The task ▸
Give back every record below, character for character.

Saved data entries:
Issue #12807, opened 2024-07-23
Migrate CI to github actions


mtreinish:
### What should we add?

We've been using azure pipelines as our primary CI provider for ~5 years now. We have continued to use it because it provided an isolated pool of resources without a share quota with any other repositories. But we're at a point now where the shared quota isn't an issue and running with github actions would likely improve our total commit throughput. We should look at migrating all of our CI job definitions from azure into github actions.

PR #12910, opened 2024-08-06
Raise minimum python version to 3.9

mtreinish:
### Summary

Qiskit 1.2.0 was the final minor version release of qiskit with Python 3.8 support. As Python 3.8 is going EoL before the next Qiskit minor release 1.3.0 we can drop support for running with 3.8 on the main branch now. This commit makes that change and updates everything using python 3.8 currently to use our new minimum instead.

### Details and comments


raynelfss (commented):
This all looks good to me.

I'm thinking that the CI tests might have to do with numpy deprecating `np.product` after the release of [Numpy 1.25](https://numpy.org/devdocs/release/1.25.0-notes.html), this an old release but it also happens to be the point at which Numpy stopped supported Python 3.8. I don't know how deep this issue goes but hopefully this helps shine a light.

mtreinish:
Thanks, yeah it's catching a real issue we'll need to fix by updating the test setup. Since the qpy backwards compatibility tests are installing historical releases of qiskit that predate numpy 1.25 those earlier releases are not compatible with the newer numpy releases. We'll have to update: https://github.com/Qiskit/qiskit/blob/main/test/qpy_compat/process_version.sh#L48-L50 to set a back version for compatibility.

mtreinish:
This should be good to go now (assuming I updated the correct reference images).

.github/workflows/tests.yml
```diff
@@ -18,7 +18,7 @@ jobs:
     strategy:
       fail-fast: false
       matrix:
-        # Normally we test min and max version but we can't run python 3.8 or
+        # Normally we test min and max version but we can't run python
         # 3.9 on arm64 until actions/setup-python#808 is resolved
         python-version: ["3.10", "3.12"]
```
raynelfss, line 23: This issue appears to be closed now actions/setup-python#808, are we planning on making any updates?

raynelfss (dismissed):
Thank you for this, glad to see it works well now. Just wondering whether we should remove support for 3.8 in asv too. I think we only need to change this line:
https://github.com/Qiskit/qiskit/blob/86a1b496ac44698422c0428b9d76820148c2a707/asv.conf.json#L20

Other than that, it LGTM!

.github/workflows/tests.yml
mtreinish: We can fix this in a follow-up. There isn't a super big motivation to change it as using 3.10 works fine, but if we could get 3.9 running instead of 3.10 that would at least make everything consistent. But I think we can also look at doing it as part of #12807 too

mtreinish:
> Just wondering whether we should remove support for 3.8 in asv too.

Yes I think we should, I updated this in: https://github.com/Qiskit/qiskit/pull/12910/commits/9d19eae3f717a6c3bb9f87c8f533f16fc1d60b95

raynelfss (approved):
LGTM Thank you for the quick updates 🚀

Solution to the problem ▸
Issue #12807, opened 2024-07-23
Migrate CI to github actions


mtreinish:
### What should we add?

We've been using azure pipelines as our primary CI provider for ~5 years now. We have continued to use it because it provided an isolated pool of resources without a share quota with any other repositories. But we're at a point now where the shared quota isn't an issue and running with github actions would likely improve our total commit throughput. We should look at migrating all of our CI job definitions from azure into github actions.

PR #12910, opened 2024-08-06
Raise minimum python version to 3.9

mtreinish:
### Summary

Qiskit 1.2.0 was the final minor version release of qiskit with Python 3.8 support. As Python 3.8 is going EoL before the next Qiskit minor release 1.3.0 we can drop support for running with 3.8 on the main branch now. This commit makes that change and updates everything using python 3.8 currently to use our new minimum instead.

### Details and comments


raynelfss (commented):
This all looks good to me.

I'm thinking that the CI tests might have to do with numpy deprecating `np.product` after the release of [Numpy 1.25](https://numpy.org/devdocs/release/1.25.0-notes.html), this an old release but it also happens to be the point at which Numpy stopped supported Python 3.8. I don't know how deep this issue goes but hopefully this helps shine a light.

mtreinish:
Thanks, yeah it's catching a real issue we'll need to fix by updating the test setup. Since the qpy backwards compatibility tests are installing historical releases of qiskit that predate numpy 1.25 those earlier releases are not compatible with the newer numpy releases. We'll have to update: https://github.com/Qiskit/qiskit/blob/main/test/qpy_compat/process_version.sh#L48-L50 to set a back version for compatibility.

mtreinish:
This should be good to go now (assuming I updated the correct reference images).

.github/workflows/tests.yml
```diff
@@ -18,7 +18,7 @@ jobs:
     strategy:
       fail-fast: false
       matrix:
-        # Normally we test min and max version but we can't run python 3.8 or
+        # Normally we test min and max version but we can't run python
         # 3.9 on arm64 until actions/setup-python#808 is resolved
         python-version: ["3.10", "3.12"]
```
raynelfss, line 23: This issue appears to be closed now actions/setup-python#808, are we planning on making any updates?

raynelfss (dismissed):
Thank you for this, glad to see it works well now. Just wondering whether we should remove support for 3.8 in asv too. I think we only need to change this line:
https://github.com/Qiskit/qiskit/blob/86a1b496ac44698422c0428b9d76820148c2a707/asv.conf.json#L20

Other than that, it LGTM!

.github/workflows/tests.yml
mtreinish: We can fix this in a follow-up. There isn't a super big motivation to change it as using 3.10 works fine, but if we could get 3.9 running instead of 3.10 that would at least make everything consistent. But I think we can also look at doing it as part of #12807 too

mtreinish:
> Just wondering whether we should remove support for 3.8 in asv too.

Yes I think we should, I updated this in: https://github.com/Qiskit/qiskit/pull/12910/commits/9d19eae3f717a6c3bb9f87c8f533f16fc1d60b95

raynelfss (approved):
LGTM Thank you for the quick updates 🚀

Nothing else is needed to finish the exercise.